# New Decal Girl skins up, 1 of which I love!



## Kindgirl (Jan 31, 2009)

Just ordered this one, "Betty":










It'll look so pretty with both my blue and pink Noreve covers


----------



## MineKinder (Jan 5, 2009)

Very very pretty 
And I love Noreve's!


----------



## luvmy4brats (Nov 9, 2008)

I had that one on my other iPhone. It's very pretty. I love the colors. Believe it or not, I have not gotten a skin for my new iPhone. Maybe I should go take a peek.  

I just skimmed though the skins and it looks like there are several new ones that aren't marked new. Innoculation looks pretty. I bet that would go nicely with a Sky Blue Oberon.

I have Amy's Flower on Morty and am so loving the colors. It'll be awhile before I switch this one out.


----------



## LuvMyKindle (Aug 1, 2009)

I have been looking at the decalgirl site everyday for the last 2 weeks. There had been about 15 skins marked NEW (actually, they had been like that for longer than 2 weeks; I look from time to time), but are now mixed in with the rest. They were mixed in earlier this week and only Betty was added as NEW. As of today, a few others have now been added as NEW.
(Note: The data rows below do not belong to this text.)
PR #317, opened 2026-07-20
fix(#261): order answer buckets by question number, not by digit sort

### LINKED ISSUE #261: fix: 답변 qid 가 사전순 정렬이라 질문이 10개를 넘으면 q10 이 q2 앞에 온다
**위치**: `engine/duckdb_backend.py:396-399`, `engine/wirelog.py:317-318` (양 백엔드 동일 패턴)

```python
answers = [
    f"q{qid}: {', '.join(sorted(set(vals)))}"
    for qid, vals in sorted(answers_by_q.items())   # <- 문자열 정렬: "10" < "2"
]
```

## 현상

qid 는 `answer_q<id>` 접두사에서 잘라낸 문자열이라 `sorted()` 가 사전순으로 동작. 질문 id 가 10 이상이 되는 순간 리포트의 answers 섹션 순서가 `q1, q10, q11, q2, ...` 로 뒤섞인다. 양 백엔드가 같은 버그를 공유하므로 백엔드 간 불일치는 아니고 표시 순서 버그.

## 제안

`sorted(answers_by_q.items(), key=lambda kv: int(kv[0]))`. qid 는 파서가 `answer_q[0-9]+` 로 강제하므로(`wirelog.py:199` `_ANSWER_DECL`) `int()` 는 안전.

## 충돌 주의

열린 PR #253(#167, tuple 기반 dedup)이 정확히 이 라인들을 만진다. #253 머지 후 그 위에서 수정하거나 #253 에 얹는 게 낫다.

## 테스트

질문 12개(q1~q12)를 가진 리포트에서 answers 순서가 수치순인지 단언.

SeoyunL:
Closes #261

The answers section sorted qid **strings**, so past nine questions `q10` came before `q2`. Both engine backends shared the bug.

## The issue's safety claim is wrong — this is the core of the PR

The issue says the parser enforces `answer_q[0-9]+`, so `int()` is safe. It is not. `_ANSWER_DECL` only checks the **LLM-proposed query snippet** inside `validate_query()`; both answer collectors filter the combined `policy_dl + query_dl` program with nothing but `startswith("answer_q")`. **A policy is user-authored**, so a non-numeric qid does reach the sort. Measured: a policy declaring `.decl answer_qfoo(value: symbol)` returns `ok=True, answers=['qfoo: London']` today.

Taking the issue's proposed `key=lambda kv: int(kv[0])` would have broken policies that pass right now:

- **duckdb**: the collector runs inside `except Exception -> _internal_engine_error`, so the report becomes `ok=False` with `"ERROR internal engine error: invalid literal for int()"` — **the review gate flips**.
- **wirelog**: the comprehension sits outside any `try` (the `try` wraps only the pyrewire session), so the `ValueError` traceback escapes.

Fixing a display-order bug would have taken down the verdict itself. The reviewer confirmed both failure modes by running them independently.

## The fix

One shared key function in `wirelog.py`, used at both sort sites:

```python
_NUMERIC_QID = re.compile(r"[0-9]+\Z")

def answer_bucket_sort_key(qid: str) -> tuple[int, int, str]:
    if _NUMERIC_QID.fullmatch(qid):
        return (0, int(qid), qid)
    return (1, 0, qid)
```

- Sort sites: `engine/duckdb_backend.py` and `engine/wirelog.py`. duckdb already imports from wirelog, so there is **no new module and no change to the dependency direction**; the key function has exactly one owner.
- **Render format `q{qid}:` is unchanged** — only the sort key moved. Zero migration. Zero-padding was rejected: qid is `questions.id`, an INTEGER primary key, and `ask.py`'s `^q\d+:\s*` plus ~20 existing assertions are tied to the current format.
- **`str.isdigit()` is deliberately not used**: `"²".isdigit()` is True but `int("²")` raises. `[0-9]+` matches the "numeric qid" definition `_ANSWER_DECL` and `_ANSWER_RE` already use, so the two cannot drift.
- **Why `q12abc` sorts as non-numeric rather than parsing a `12` prefix**: prefix-parsing would fold `answer_q12` and `answer_q12abc` into **the same bucket, merging answers from two different predicates under one `q12:` label** — worse than a wrong order. qid renders a question's INTEGER PK, and `12abc` is not any PK. Placing it after the numbered buckets is deterministic and safe.

## Regression guards — `tests/test_answer_qid_order.py` (new file)

Every ordering guard uses **more than nine questions** (1..12, and the boundary 9/10/99/100/101). With q1..q9 string order and numeric order agree, so a smaller fixture would pass against the very bug being fixed. Guards assert the **actual output order**, not that a sort function was called.

### Mutation evidence

| # | Mutant | Result |
|---|---|---|
| M1 | revert the duckdb sort site **only** | 3 failed, 5 passed — duckdb guards red, **wirelog guards stay green** |
| M2 | revert the wirelog sort site **only** | 3 failed, 5 passed — wirelog guards red, **duckdb guards stay green** |
| M3 | delete the non-numeric branch | 4 failed (`invalid literal for int(): 'foo'`) |
| M4 | **the issue's proposed naive `int()`** at both sites | 4 failed, 4 passed — all four ordering guards green, **only the non-numeric guards red** |
| M5 | swap the numeric / non-numeric ranks | 2 failed (`At index 0 diff: 'q12abc' != 'q1'`) |

**M1 and M2 staying green for each other** is the proof that the two sort sites are locked independently — a guard set that passes when only one site is fixed would not protect both.

**M4 is the sole proof that the non-numeric guards earn their place**: the ordering guards cannot tell the difference, only the non-numeric ones can.

## The second lesson: the anchor guard

Review found that loosening `_NUMERIC_QID` to `r"[0-9]+"` with `.match` revives `ValueError: invalid literal for int() with base 10: '12abc'` — **while all eight guards stayed green.** The non-numeric guards were all purely alphabetic (`foo`/`bar`), and an alphabetic qid never reaches the branch the anchor defends. Five mutations had passed because every one of them touched a line of code.

> **Guard strength is input coverage x assertion strength, and line-level mutation audits only the second factor.** Anchors are especially exposed: without one, nothing about the output changes until that single shape arrives, so even outcome-based guards miss it.

The second commit adds `q12abc` alongside the existing `foo`/`bar` (it does not replace them — M3 still fails on `'foo'`, so the all-alphabetic case remains covered). With it, the loosened-anchor mutant goes red on four guards.

## Verification

- `pytest tests -q -rs` -> **1237 passed**, no skip section (skip 0)
- `ruff check .` -> All checks passed

## Follow-up (not filed here)

The qid format for `answer_q` is defined **twice and inconsistently**: the engine collectors accept anything via `startswith("answer_q")`, while the contract (`_ANSWER_DECL`, `_ANSWER_RE`) requires `answer_q[0-9]+\Z`. The non-numeric fallback branch in this PR is a downstream symptom of that split, as is the fact that a non-numeric qid is silently dropped from Traceability while a `qfoo: ` prefix leaks to the user. Whether a non-numeric `answer_q*` is an answer at all or a policy-validation error is a contract question, not a display-order one, and is out of scope here. It is being filed separately as a single issue so the split itself gets addressed rather than one symptom at a time.

### DIFF
--- a/tests/test_answer_qid_order.py
+++ b/tests/test_answer_qid_order.py
@@ -72,10 +72,13 @@ def test_wirelog_answers_order_across_the_hundreds_boundary():
 # from reaching the answer collectors. Ordering it must not cost the report its
 # `ok` (duckdb turns the exception into an internal engine error, which flips the
 # review gate) nor raise out of wirelog, which collects outside any try.
-_NON_NUMERIC_POLICY = (
-    _RELATION_DECL + ".decl answer_qfoo(value: symbol)\n"
-    'answer_qfoo(O) :- relation("Ada", "born_in", O).\n'
-)
+#
+# `12abc` is here for the anchor: a qid that *starts* numeric is the only shape an
+# unanchored `[0-9]+` match still calls numeric, and `int("12abc")` then raises.
+# All-alphabetic qids like `foo` never reach that branch, so they cannot cover it.
+_NON_NUMERIC_QIDS = ["foo", "12abc"]
+_NON_NUMERIC_POLICY = _RELATION_DECL + _query_for(_NON_NUMERIC_QIDS)
+_NON_NUMERIC_ANSWERS = ["q12abc: London", "qfoo: London"]
 
 
 def test_duckdb_keeps_a_non_numeric_answer_predicate_clean():
@@ -83,7 +86,7 @@ def test_duckdb_keeps_a_non_numeric_answer_predicate_clean():
     rep = run_check_duckdb(_FACTS, policy_dl=_NON_NUMERIC_POLICY)
 
     assert rep.ok is True
-    assert rep.answers == ["qfoo: London"]
+    assert rep.answers == _NON_NUMERIC_ANSWERS
 
 
 def test_wirelog_keeps_a_non_numeric_answer_predicate_clean():
@@ -91,18 +94,13 @@ def test_wirelog_keeps_a_non_numeric_answer_predicate_clean():
     rep = _wirelog_check(policy_dl=_NON_NUMERIC_POLICY)
 
     assert rep.ok is True
-    assert rep.answers == ["qfoo: London"]
+    assert rep.answers == _NON_NUMERIC_ANSWERS
 
 
-_MIXED_POLICY = (
-    _RELATION_DECL
-    + _query_for(range(1, 13))
-    + ".decl answer_qfoo(value: symbol)\n"
-    'answer_qfoo(O) :- relation("Ada", "born_in", O).\n'
-    ".decl answer_qbar(value: symbol)\n"
-    'answer_qbar(O) :- relation("Ada", "born_in", O).\n'
+_MIXED_POLICY = _RELATION_DECL + _query_for(
+    list(range(1, 13)) + ["foo", "bar", "12abc"]
 )
-_MIXED_ORDER = [f"q{n}" for n in range(1, 13)] + ["qbar", "qfoo"]
+_MIXED_ORDER = [f"q{n}" for n in range(1, 13)] + ["q12abc", "qbar", "qfoo"]
 
 
 def test_duckdb_sorts_numeric_answers_before_non_numeric_ones():
--- a/tests/test_answer_qid_order.py
+++ b/tests/test_answer_qid_order.py
@@ -1,0 +1,119 @@
+# SPDX-License-Identifier: MPL-2.0
+"""Answer buckets are ordered by question number, not by how the digits sort.
+
+Every ordering guard here uses more than nine questions on purpose: with q1..q9
+string order and numeric order agree, so a smaller fixture would pass against
+the very bug this file locks.
+"""
+
+import pytest
+
+from verinote.engine.duckdb_backend import run_check_duckdb
+from verinote.engine.wirelog import compile_dl, run_check
+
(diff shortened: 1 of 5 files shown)


justinjoy (changes requested):
차단 이슈가 있습니다.

`answer_bucket_sort_key()`가 `[0-9]+` qid를 모두 `int(qid)`로 변환하고 있어, 매우 긴 숫자 suffix를 가진 사용자 작성 `answer_q...` predicate에서 Python의 정수 문자열 변환 한도(`sys.get_int_max_str_digits()`, 기본 4300자리)에 걸려 `ValueError`가 발생합니다. 이 predicate는 `answer_q` 수집 경로까지 도달할 수 있으므로, 이번 PR이 `12abc`에 대해 막으려는 malformed/user-authored qid로 인한 engine failure가 긴 숫자 qid에서는 여전히 남습니다.

재현 예: `qid = "1" * 5000`으로 `.decl answer_q<qid>(value: symbol)`와 대응 rule을 policy에 넣으면 `wirelog.run_check(...)`가 answer 정렬 중 예외를 전파합니다. DuckDB backend도 같은 `answer_bucket_sort_key()`를 사용하므로 동일한 정렬 경로의 영향을 받습니다.

긴 숫자 suffix 회귀 테스트를 추가하고, 무제한 `int()` 변환 없이 숫자 문자열을 정렬하거나 변환 실패 시 malformed qid와 같은 뒤쪽 bucket으로 보내도록 수정해 주세요.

I have to return my original K2 (I do have a replacement now) and I already removed my Nadir skin from my original, under Agatha's supervision. LOL. The skin looked okay when I took it off and put it on its original paper. Only where I first lifted it from the back of K2 did it have some obvious stretching. I took my still warm coffee pot out of the coffee maker and sort of "ironed" that area of the skin, and it looked back to normal. I think it can be used again. 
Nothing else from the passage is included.